**Extracted records**
━━━━━━━━━━━━━━━━

PR #174, opened 2020-02-27
add missing error message when edac sampler disables itself

baallan:


ldms/src/sampler/llnl/edac.c
```diff
@@ -390,15 +390,20 @@ static int sample(struct ldmsd_sampler *self)
...
 		if (myFile == NULL)
 		{
-			msglog(LDMSD_LERROR, SAMP ": failed to open file\n");
+			msglog(LDMSD_LERROR, SAMP ": failed to open file %s\n",
+					command[i]);
 			rc = EINVAL;
 			edac_valid=0;
 			goto out;
 		}
+		errno = 0;
```
tom95858: Why are you setting errno to zero here?

ldms/src/sampler/llnl/edac.c
```diff
@@ -390,15 +390,20 @@ static int sample(struct ldmsd_sampler *self)
...
 		s = fgets(lineBuffer, sizeof(lineBuffer), myFile);
+		int en = errno;
```
tom95858: I'm a bit stumped by this paradigm. Why not just use errno instead of assigning it to a local?

baallan: Can one reasonably assume that msglog arg setup is not going to mess with errno before the argument at the position of en is used? If so, then you are correct that en is unnecessary and is in this case just seat-belt and suspenders.

ldms/src/sampler/llnl/edac.c
baallan: that's a good question. it should be higher up since (at least per man) only sscanf and fopen use errno rather than fgets. will revisit all the error reports here since they are mushing all cases in to einval.

baallan:
@tom95858 this has been revised after carefully perusing the man pages.

PR #177, opened 2020-02-27
The -a option at command-line doesn't work.

nichamon:


ldms/src/ldmsd/ldmsd.c
```diff
@@ -1571,6 +1571,20 @@ ldmsd_listen_t ldmsd_listen_new(char *xprt, char *port, char *host, char *auth)
 	return NULL;
 }
 
+static int __set_default_auth()
+{
+	ldmsd_auth_t auth_dom;
+	int rc = 0;
+	auth_dom = ldmsd_auth_new_with_auth(DEFAULT_AUTH, auth_name, auth_opt,
```
tom95858: Why isn't this just called ldmsd_auth_new? What does the extra _with_auth mean? I don't see an ldmsd_auth_new interface anywhere that would collide.

Also, in my checkout of this code, DEFAULT_AUTH == " _DEFAULT_AUTH_ ". This looks like a configuration issue of some kind, where we're not getting a reasonable default defined by configure.

ldms/src/ldmsd/ldmsd.c
```diff
@@ -2020,6 +2034,9 @@ int main(int argc, char *argv[])
 	if (do_kernel && publish_kernel(setfile))
 		cleanup(3, "start kernel sampler failed");
 
+	if (__set_default_auth())
```
tom95858: I don't understand this. The 'a' option sets auth_name correctly. It's just not used in the call to ldmsd_listen_new on line 2039. Why not just call ldmsd_auth_new with auth_name and auth_opt instead of NULL, NULL?

Also, I don't see this fixing the issue where -a is _not_ specified and DEFAULT_AUTH is garbage.

ldms/src/ldmsd/ldmsd.c
nichamon: @narategithub: please respond to @tom95858 's questions.

ldms/src/ldmsd/ldmsd.c
nichamon: > The 'a' option sets auth_name correctly. It's just not used in the call to ldmsd_listen_new on line 2039. Why not just call ldmsd_auth_new with auth_name and auth_opt instead of NULL, NULL?

__set_default_auth actually creates an auth configuration object. The name of the object is " _DEFAULT_AUTH_ ", the authentication plugin is 'auth_name', and 'auth_opt' is the attribute value list of the auth plugin. 

`ldmsd_listen_t ldmsd_listen_new(char *xprt, char *port, char *host, char *auth);`

The auth argument to ldmsd_listen_new() is the configuration object name, not the auth plugin name, so I cannot pass auth_name to the call.

Also I need to wait until all -A options (auth options) are parsed before I can create the default auth config object. Therefore, the call to __set_default_auth could be anywhere from Line 1794 and before the -x options are processed. I put it here because it is right before the -x options are processed.

The name __set_default_auth is misleading I think. '__create_default_auth' may be better.

@narategithub intentionally added the prefix and suffix spaces to prevent name-collision with user-specified auth config objects. " _DEFAULT_AUTH_ " is a special auth config object name. Any listening endpoint and producers that users don't specify an auth config object will use the " _DEFAULT_AUTH_ " configuration object.

> Also, I don't see this fixing the issue where -a is not specified and DEFAULT_AUTH is garbage.

DEFAULT_AUTH value is " _DEFAULT_AUTH_ " which is the name of the default auth config object and `auth_name` is initialized to "none". If -a is not specified, when `__set_default_auth` is called the auth config object " _DEFAULT_AUTH_ " will use the "none" auth plugin.

Moreover, if the `auth` argument to `ldmsd_listen_new()` function is NULL, the function will use the " _DEFAULT_AUTH_ " config object automatically. Anyway I think it is less confusing if I pass DEFAULT_AUTH when I call `ldmsd_listen_new` here.

ldms/src/ldmsd/ldmsd.c
narategithub: I went with `ldms_auth_new_with_auth()` to follow the other config objects signatures (e.g. prdcr_new_with_auth()). Our current use case does not have other credentials creating the auth object. So, I'm fine with refactoring this to just `ldms_auth_new()`.

The `DEFAULT_AUTH` is the key (name) of the default auth object. I use `" DEFAULT_AUTH "` so that it is guaranteed to not collide with user-specified names. The `-a` CLI option will set the `plugin` of the `DEFAULT_AUTH`, and the `-A` CLI options will set the auth options of the `DEFAULT_AUTH`.

nichamon:
@tom95858 I made some minor changes to the patch for ease of read. 
* Rename `__set_default_auth` to `__create_default_auth`.
* Pass `DEFAULT_AUTH` to `ldmsd_listen_new()` when LDMSD processes -x.
* Remove the unused code in `listen_handler()`.

PR #181, opened 2020-03-03
Put `job_set` reference when deleting the sampler

narategithub:
The `job_set` handle was not properly put down when the sampler instance
is deleted.


baallan:
please cherry pick/backport to OVIS-4 if the same bug exists there.

narategithub:
This is only in v5.

PR #965, opened 2022-06-29
Enable logging for legacy stores where a set schema has different definitions

nichamon:
A storage policy maps to a set schema and assumes all sets of the same schema
have the same metric list. If this is not true, due to misconfiguration or
multiple architectures on the system, LDMSD may crash when it tries to store
sets.

With the patch, LDMSD logs a message when it finds a set that has a different
schema digest from its storage policy's cached digest. Also, LDMSD does not
store such sets. In another word, LDMSD will store sets that a storage policy
has cached its digest.

### DIFF
--- a/ldms/src/ldmsd/ldmsd.h
+++ b/ldms/src/ldmsd/ldmsd.h
@@ -459,6 +459,9 @@ struct ldmsd_strgp {
 	/** Schema name of the metric set on the producer */
 	char *schema;
 
+	/** The digest of the first set used in opening the store */
+	ldms_digest_t digest;
+
 	/** The container name in which the storage backend will place data */
 	char *container;
 
--- a/ldms/src/ldmsd/ldmsd_strgp.c
+++ b/ldms/src/ldmsd/ldmsd_strgp.c
@@ -94,6 +94,7 @@ void ldmsd_strgp___del(ldmsd_cfgobj_t obj)
 		free(strgp->plugin_name);
 	if (strgp->decomp_name)
 		free(strgp->decomp_name);
+	free(strgp->digest);
 	ldmsd_cfgobj___del(obj);
 }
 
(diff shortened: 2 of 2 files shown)


baallan:
As currently implemented, this change has problems:
 * it does not account for storage policy metric lists (which may make incongruent sets congruent for purposes of the store policy)
 * it assumes that all store plugin implementations care about precisely matching the schema as it was digested by the ldmsd strgp framework, causing plugins which have a different matching requirement to lose data and causing spurious log messages about mismatches.

The proper conditions of schema matching can really only be evaluated by each specific store plugin. All we need to implement at the framework level is a way for each store plugin instance to evaluate and store its own digest (accounting for the strgp metric list) on the local set instance (more generally, the store plugin should be able to allocate and register a void pointer cached in each local set instance of concern.  These pointers should not be transmitted to other nodes/daemons. If we believe there is more than one plugin sharing a common digest rule, then common helper functions for each such rule can be defined and shared.

nichamon:
@baallan **This change is mainly to prevent LDMSD from crashing due to storage policies' misconfiguration and report the cause.** The crashes had happened many times in the past when a system consists of different architectures or configurations that lead to different metrics in the proc files, such as meminfo and vmstat. **By the design of legacy storage policies, all sets that are stored using a storage policy must have the same set schema definition.** In other words, a storage policy maps to an LDMS schema digest. The schema digests used in the comparison have one-to-one correspondences to the schema definitions. For example, if `/proc/meminfo/` on the Haswell and KNL machines have different numbers of metrics, you need different storage policies for the meminfo on the Haswell machines and another storage policy for the meminfo on the KNL machines.

The restriction is because LDMSD passes an array of metric indices to store plugins' `store()` interface. The metric indices are used instead of a metric name list because using indices does not require metric lookup, resulting in a better performance than using a metric name list.

I understand that each storage plugin has its own limitations and assumptions. Having two different digests does not mean that all store plugins cannot successfully store the metrics. However, comparing schema digests of two sets will definitely prevent the crashes you have seen so far. Two sets having different digests means that their schema definitions are not the same. Thus, the metric indices of the two schemas may refer to different metrics. Also, the error message is not invalid. I could add a reminder to check the storage policy configuration.

What you want is a new feature for the legacy storage policy which is to relax the restriction, which is not in the scope of the patch. That being said, we just introduced the decomposition storage policy that is more flexible than the legacy one, in the sense that users do not require to define two different storage policies for the meminfo on the Haswell and on the KNL machines.

PR #969, opened 2022-07-01
Fix ldms_set_new_custom() that accesses a NULL pointer

nichamon:
The patch fixes the bug that ldms_set_new_custon() accesses the set
after __record_set() returns NULL.


tom95858:
@nichamon I think we need a new name for this interface.

tom95858:
@nichamon, can we rename this interface ldms_set_create( )? It's not in extensive use...yet and this name feels a bit clumsy.

nichamon:
> @nichamon, can we rename this interface ldms_set_create( )? It's not in extensive use...yet and this name feels a bit clumsy.

@tom95858 I renamed the API as you suggested. Sorry, it took me so long.

PR #971, opened 2022-07-05
fixes #957 race on __ldms_format_set_meta_as_json

### LINKED ISSUE #957: A race in the process_dir_update() and ldmsd_set_register()
@nichamon while i've fixed the race on the buffers, there's still fundamentally a race between  process_dir_request(PDR) and dir_update(DU) nested inside ldmsd_set_register (Below). Is there a lock on something that should be taken and isn't or a mis-ordering of insertion into some data structures such that PDR is seeing the set before DU is done?
```
==9254==    by 0x4E5E2DD: dir_update (ldms_xprt.c:496)
==9254==    by 0x4E5E538: __ldms_dir_upd_set (ldms_xprt.c:553)
==9254==    by 0x4E576BD: ldms_set_info_set (ldms.c:3497)
==9254==    by 0x40BA92: ldmsd_set_update_hint_set (ldmsd.c:995)
==9254==    by 0x40BC50: ldmsd_set_register (ldmsd.c:937)
```

_Originally posted by @baallan in https://github.com/ovis-hpc/ovis/issues/956#issuecomment-1159249695_

baallan:
__ldms_format_set_meta_as_json has an assumption of a lock on the set,
but one of the call paths to __ldms_format_set_meta_as_json was missing
that lock. ldmsd_set_register (descendants) and ldms_transaction_end are
some of the other sites using it.

### DIFF
--- a/ldms/src/core/ldms_private.h
+++ b/ldms/src/core/ldms_private.h
@@ -181,6 +181,10 @@ extern int __ldms_get_local_set_list(struct ldms_name_list *head);
 extern void __ldms_empty_name_list(struct ldms_name_list *name_list);
 
 extern void __ldms_dir_update(ldms_set_t set, enum ldms_dir_type t);
+/* format set meta info (not metrics) into buf.
+ * \return count of characters added.
+ * NOTE: set->lock mutex must be held before this is called.
+ */
 extern size_t __ldms_format_set_meta_as_json(struct ldms_set *set,
 					     int need_comma,
 					     char *buf, size_t buf_size);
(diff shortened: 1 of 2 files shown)


tom95858:
@baallan, I believe the missing lock here is intentional. The set->lock is a hot-lock to the extent that it will hold off set updates and other important latency sensitive activities and the function in question is a bit of a pig.  But it is possible to receive a dir request and get the last transaction time, etc... and/or a duration that is not for the posted transaction time. Given that these values are informational for the purpose of ldms_ls; absent an actual problem or bug, I'm not inclined to add this lock. If anyone can provide a use-case that is a bigger problem than introducing update jitter, I'm happy to reconsider.

PR #972, opened 2022-07-07
Add support for sampling DAOS telemetry

mjmac:
Adds a sampler for DAOS (https://github.com/daos-stack/daos),
a high-performance object storage system.

Signed-off-by: Michael MacDonald <mjmac.macdonald@intel.com>


mjmac:
@baallan, @morrone: Apologies for dropping this out of the blue... Is there a particular process that should be followed for requesting review/landing of this PR?

baallan:
@tom95858 handles the pull requests. If you can add any information here in the comments about what OS versions daos is supported on and what kind of testing has been applied to the sampler (e.g. valgrind and clang or gcc static code audit) to ensure it works in a long-running multithreaded environment without leaking memory, file descriptors, etc., that would be helpful. 
The tricky cases are typically around erroneous config arguments and around stopping and reconfiguring and restarting the sampler without shutting down the ldmsd.

PR #973, opened 2022-07-07
Update sos_begin_x() calls

narategithub:
sos commit ID 1de8aa5 changed `sos_begin_x()` API. This patch modify the
calls to match the changed API.


tom95858:
Hi @narategithub, the new top of tree is SOS-6. I made the mistake of changing sos_begin_x to take a timeout parameter instead of adding a new interface sos_begin_x_wait. So we should close this and add the appropriate docs so people know that the top of tree OVIS-4 needs SOS-6.

narategithub:
@tom95858 Got it.

PR #975, opened 2022-07-08
Not calling assert() in zap_sock:sock_read() in the ZAP_EP_CLOSE case

nichamon:
We can arrive in sock_read() when the endpoint is in the ZAP_EP_CLOSE
state if the EPOLLIN events arrived between the endpoint state changing
to ZAP_EP_CLOSE and the connection shutdown, so we should not call
assert().

### DIFF
--- a/lib/src/zap/sock/zap_sock.c
+++ b/lib/src/zap/sock/zap_sock.c
@@ -1324,8 +1324,20 @@ static void sock_read(struct epoll_event *ev)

━━━━━━━━━━━━━━━━

Lines in the records above that carry the word "sets" are to be located and copied.

tom95858: I don't understand this. The 'a' option sets auth_name correctly. It's just not used in the call to ldmsd_listen_new on line 2039. Why not just call ldmsd_auth_new with auth_name and auth_opt instead of NULL, NULL?
nichamon: > The 'a' option sets auth_name correctly. It's just not used in the call to ldmsd_listen_new on line 2039. Why not just call ldmsd_auth_new with auth_name and auth_opt instead of NULL, NULL?
A storage policy maps to a set schema and assumes all sets of the same schema
sets.
store such sets. In another word, LDMSD will store sets that a storage policy
 * it does not account for storage policy metric lists (which may make incongruent sets congruent for purposes of the store policy)
@baallan **This change is mainly to prevent LDMSD from crashing due to storage policies' misconfiguration and report the cause.** The crashes had happened many times in the past when a system consists of different architectures or configurations that lead to different metrics in the proc files, such as meminfo and vmstat. **By the design of legacy storage policies, all sets that are stored using a storage policy must have the same set schema definition.** In other words, a storage policy maps to an LDMS schema digest. The schema digests used in the comparison have one-to-one correspondences to the schema definitions. For example, if `/proc/meminfo/` on the Haswell and KNL machines have different numbers of metrics, you need different storage policies for the meminfo on the Haswell machines and another storage policy for the meminfo on the KNL machines.
I understand that each storage plugin has its own limitations and assumptions. Having two different digests does not mean that all store plugins cannot successfully store the metrics. However, comparing schema digests of two sets will definitely prevent the crashes you have seen so far. Two sets having different digests means that their schema definitions are not the same. Thus, the metric indices of the two schemas may refer to different metrics. Also, the error message is not invalid. I could add a reminder to check the storage policy configuration.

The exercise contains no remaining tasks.